PR #1713, opened 2020-11-06
Fix bugs in the preconditioner construction step in the fully implicit solver

Zhengyu-Huang:
### Description

The vertical discretization might depend on the time and parameters(which is the case for EDMF test), but the parameter and time are set to be nothing and NaN when we construct the preconditioner


thomasgibson (approved):

Zhengyu-Huang:
bor r+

..........

__TASK TO COMPLETE__. Reproduce every line from the listing above that holds the word "preconditioner".

__ANSWER SECTION__.
Fix bugs in the preconditioner construction step in the fully implicit solver
The vertical discretization might depend on the time and parameters(which is the case for EDMF test), but the parameter and time are set to be nothing and NaN when we construct the preconditioner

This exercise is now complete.